So 2019 is nearly over and for the first time in a while, it’s a relief to be able to say that the film world was driven more by what was happening on screen than off.
Harvey Weinstein made a few court appearances and reached a civil settlement with some of his accusers, while efforts continued to improve diversity on and off screen, but most of the discussion in the industry centred on the productions of the film-makers rather than their behaviour.

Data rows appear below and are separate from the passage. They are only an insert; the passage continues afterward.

PR #7739, opened 2021-06-09
Fixes image flashes on route change

dzucconi:
### Before:

https://user-images.githubusercontent.com/112297/121412681-fb80c480-c932-11eb-990d-cb864593720f.mov

### After:

https://user-images.githubusercontent.com/112297/121412785-12bfb200-c933-11eb-9601-a4fd1b6abcd7.mov

### DIFF
--- a/src/v2/Components/Artwork/SaveButton/index.tsx
+++ b/src/v2/Components/Artwork/SaveButton/index.tsx
@@ -1,234 +1,204 @@
 import { AuthContextModule, Intent } from "@artsy/cohesion"
 import { SaveButton_artwork } from "v2/__generated__/SaveButton_artwork.graphql"
-import * as Artsy from "v2/Artsy"
-import { extend, isNull } from "lodash"
-import React from "react"
+import React, { useState } from "react"
 import { RelayProp, createFragmentContainer, graphql } from "react-relay"
 import { TrackingProp } from "react-tracking"
 import * as RelayRuntimeTypes from "relay-runtime"
-import styled from "styled-components"
+import styled, { css } from "styled-components"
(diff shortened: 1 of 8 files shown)


src/v2/Components/Artwork/SaveButton/index.tsx
```diff
@@ -1,234 +1,204 @@
...
+  artwork: graphql`
+    fragment SaveButton_artwork on Artwork {
+      id
+      internalID
+      slug
+      is_saved: isSaved
+      title
+    }
+  `,
+})
```
dzucconi, line 204: This was just a mindless translation to functional component with the addition of using `useSystemContext` instead of accepting mediator/user as props. We could clean this up a lot but save that for another day.

src/v2/Components/ArtworkFilter/index.tsx
```diff
@@ -295,7 +289,15 @@ export const BaseArtworkFilter: React.FC<
...
-            {children || <ArtworkGrid />}
+            {children || (
+              <ArtworkFilterArtworkGrid
+                // @ts-expect-error STRICT_NULL_CHECK
+                filtered_artworks={viewer.filtered_artworks}
+                isLoading={isFetching}
+                offset={offset}
+                columnCount={[2, 2, 2, 3]}
+              />
+            )}
```
damassi, line 300: jesus

dzucconi:
> Will this also fix the issue with lazy being added to image components?

What do you mean?

dzucconi:
Yeah this addresses it elsewhere; threading the user/mediator was what was causing it in the shelves. It's less clear to me *why* that was a problem exactly; but either way just pulling those props out contained in the save button fixes the issue and reduces prevents the image from re-rendering.

PR #7747, opened 2021-06-10
fix: Show fair booth when it's full featured only

anastasiapyzhik:
https://artsyproduct.atlassian.net/browse/FX-2535

**Before**
Screen Shot 2021-06-10 at 6 47 53 PM

**After**
Screen Shot 2021-06-10 at 6 48 36 PM

### DIFF
--- a/src/v2/Apps/Show/ShowApp.tsx
+++ b/src/v2/Apps/Show/ShowApp.tsx
@@ -104,8 +104,12 @@ export const ShowApp: React.FC<ShowAppProps> = ({ show }) => {
               <ShowArtworksEmptyState show={show} />
             </>
           )}
-          <Separator as="hr" my={6} />
-          <ShowContextCard show={show} />
+          {show.fair?.hasFullFeature !== false && (
+            <>
+              <Separator as="hr" my={6} />
+              <ShowContextCard show={show} />
+            </>
+          )}
         </AnalyticsContext.Provider>
       </>
     </>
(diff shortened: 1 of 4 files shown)


src/v2/Apps/Show/ShowApp.tsx
```diff
@@ -104,8 +104,12 @@ export const ShowApp: React.FC<ShowAppProps> = ({ show }) => {
               <ShowArtworksEmptyState show={show} />
             </>
           )}
-          <Separator as="hr" my={6} />
-          <ShowContextCard show={show} />
+          {show.fair?.hasFullFeature !== false && (
```
dblandin, line 107: **minor / non-blocking**: I think a truthy conditional would work just as well here:

```suggestion
          {show.fair?.hasFullFeature && (
```

dblandin (approved):
Looks great! One minor suggestion which you can take or leave. Assigning back to you so you can merge when ready. 💯

src/v2/Apps/Show/ShowApp.tsx
anastasiapyzhik: That was intended. Fair may be either object with `hasFullFeature` prop or `null`.
For instance here https://www.artsy.net/show/loft-art-gallery-mous-lamrabat-digital-solo-show?sort=partner_show_position fair is `null` (hence `hasFullFeature` is `falsy`) but link is not broken, it just refers to _/loft-art-gallery_, not to _/fair/loft-art-gallery_

dblandin: Ahh, that makes sense. Thanks for clarifying!!

PR #7749, opened 2021-06-10
lib: Upgrade styled-components@5.x

damassi:
This upgrades styled-components to the latest: https://medium.com/styled-components/announcing-styled-components-v5-beast-mode-389747abd987.

Note this _does not_ update the typescript types package as that leads to a cascade of insane errors (even though styled-components 5 is backwards compatible with 4). Will take another look at this in a follow-up, as the priority in this PR is to increase performance:

- 26% smaller bundle size (16.2kB vs. 12.42kB min+gzip)
- 22% faster client-side mounting 
- 26% faster updating of dynamic styles
- 45% (!!!) faster server-side rendering

### DIFF
--- a/package.json
+++ b/package.json
@@ -305,7 +305,7 @@
     "babel-plugin-lodash": "3.3.4",
     "babel-plugin-module-resolver": "3.1.0",
     "babel-plugin-relay": "9.0.0",
-    "babel-plugin-styled-components": "1.11.1",
+    "babel-plugin-styled-components": "1.12.0",
     "benv": "3.3.0",
     "cache-loader": "1.2.2",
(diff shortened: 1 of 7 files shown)


package.json
```diff
@@ -164,6 +164,7 @@
     "knox": "0.9.2",
     "lodash": "4.17.21",
     "mailcheck": "1.1.1",
+    "memoize-one": "^5.2.1",
```
damassi, line 167: This weirdly keeps coming up as a missing package, not sure /shrug

damassi, line 167: looks like this was previously a transitive dep; its used in the artwork grid

dzucconi:
🙏 🙏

We had two major film franchises coming to an end – both from the ever-growing Disney stable; Marvel’s first batch of 22 blockbusters drew to a close with Avengers: Endgame, while the Skywalker saga reached its conclusion after 42 years in Star Wars: The Rise of Skywalker. Another big talking point was Martin Scorsese’s characterisation of the Marvel-style superhero films as being more like theme-park attractions than cinema.

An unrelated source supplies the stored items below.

PR #7753, opened 2021-06-11
feat(PX-4133): Collector sees updated address form styling

Serge0n:
Updated design for address form

JIRA: https://artsyproduct.atlassian.net/browse/PX-4133

While I was working on this task, I had two questions:
1) How I can set modal width like in Figma ? ("618px").  Is it necessary? Because I can only choose from the available values:
`export declare enum ModalWidth {
    Narrow = "300px",
    Normal = "440px",
    Wide = "900px"
}`
or I can set `isWide` prop.
2) In Figma all input titles are bold. But I think I can't set bold prop into input title by using `Input` props... If needed bold font like in Figma, I can delete `title="Address Line 1"` and create `<Text variant="mediumText">Address Line 1</Text>`
But I think separating title from Input is bad practice. What should I do in the end?

image

### DIFF
--- a/src/v2/Components/Address/AddressModalFields.tsx
+++ b/src/v2/Components/Address/AddressModalFields.tsx
@@ -1,5 +1,14 @@
 import React from "react"
-import { Input, Spacer, Text } from "@artsy/palette"
+import {
+  Box,
+  Column,
+  Flex,
+  GridColumns,
+  Input,
+  Join,
+  Spacer,
+  Text,
+} from "@artsy/palette"
 import { useFormikContext } from "formik"
 import { SavedAddressType } from "v2/Apps/Order/Utils/shippingAddressUtils"
 import { CountrySelect } from "../CountrySelect"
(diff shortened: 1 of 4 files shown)


ansor4:
@ArvindLall how do you feel about the labels for each field in this form not being bold? Looks like the specs have each label bolded, but using palette's `Input1, we're not able to style the field labels since it's built into the component. Just wondering if we should be adding a separate `Text` over each field just for the boldness of the field labels.

ArvindLall:
@ansor4 - Yes can be unbold but we should be plugging in the new design system which I don't think is in your spec. There is an overlap on add address and edit address between our two teams. I am updating a similar design for saved addresses in my profile which should supersede this styling. 

Hopefully that all makes sense.

Serge0n:
can it be merged?

src/v2/Components/Address/AddressModalFields.tsx
```diff
@@ -15,70 +24,88 @@ export const AddressModalFields: React.FC = props => {
...
+                title="Address Line 2 (optional)"
+                placeholder="Add address line 2"
+                name="addressLine2"
+                onChange={handleChange}
+                onBlur={handleBlur}
+                error={touched.addressLine2 && errors.addressLine2}
+                value={values?.addressLine2}
+              />
+              <Input
+                title="State, provence, or region"
```
sweir27, line 97: Should be `province` (here and below)

PR #7754, opened 2021-06-11
fix: Removed ignoring scroll behavior for route

anastasiapyzhik:
Jira: [FX-3005]

[FX-3005]: https://artsyproduct.atlassian.net/browse/FX-3005

### DIFF
--- a/src/v2/Apps/Fair/fairRoutes.tsx
+++ b/src/v2/Apps/Fair/fairRoutes.tsx
@@ -46,7 +46,6 @@ export const fairRoutes: AppRouteConfig[] = [
   {
     path: "/fair/:slug",
     theme: "v3",
-    ignoreScrollBehavior: true,
     getComponent: () => FairApp,
     prepare: () => {
       FairApp.preload()


dblandin:
@anastasiapyzhik For this PR, I think before/after screen recordings would be very useful!

damassi:
Copying a comment [from here](https://artsy.slack.com/archives/C2TQ4PT8R/p1623430209128100?thread_ts=1623402235.119600&cid=C2TQ4PT8R) before we merge: 

We have an `ignoreScrollBehavior` prop that we can add to the route config: https://github.com/artsy/force/blob/a8203e756fcc0562d2d7aa35a2a210d7692bab43/src/v2/Apps/Artist/artistRoutes.tsx#L160, but if this was set to true, then that means that if a user was halfway scrolled down the page when they clicked a link to a fair, it would keep them halfway scrolled down the page when they navigated to the fair for the first time (if the fair page is long enough, I think). If they navigated away and then back, it would preserve their scroll position though. So its logically complicated. We don’t have a good answer right now, but I think this issue is more architectural than a bug, and we need to find a better solution.

dblandin:
@damassi In this case, the undesirable behavior is when a user is navigating _back_ to a fair page.

**Expected Behavior**

When a scroll down on a fair page
and click on an artwork link
if I navigate my browser back
the previous scroll position on the fair page should be retained

**Actual Behavior**

When I scroll down on a fair page
and click on an artwork link
if I navigate my browser back
the fair page borrows the scroll position of the artwork page I just navigated to, losing my previous position

So it sounds like we either want to set this explicitly to `false` or remove the config line entirely. Unclear if we're going to be trading this odd behavior for other odd behavior though.

dblandin:
@damassi Do you have any other thoughts on this? This might be a good topic for web practice but the scheduled time is a bit late in the day for me.

dblandin:
Going to go ahead and close this PR for now until we can come to a better architectural solution.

Another significant development was Sky’s announcement that it was building a new film studio complex in Elstree, north of London, providing vital facilities for a burgeoning UK film industry, at a time when Disney, Netflix and Warner Brothers have tied up most of the other major studio space around the capital.
With the Golden Globe nominations so far the biggest clue as to the films that will be in the running for the 2020 Oscars, Maria Duarte and I are also looking back at the best – and worst – releases of the year, to tell you, in our view, What’s Worth Seeing from 2019 – and what is most definitely not.
As is often the case, with so many of the Awards films not coming out until early the following year, our best include films that featured during the 2019 awards season and many of the films you’ll be hearing about in the weeks to come will have to wait another year to make it onto our list.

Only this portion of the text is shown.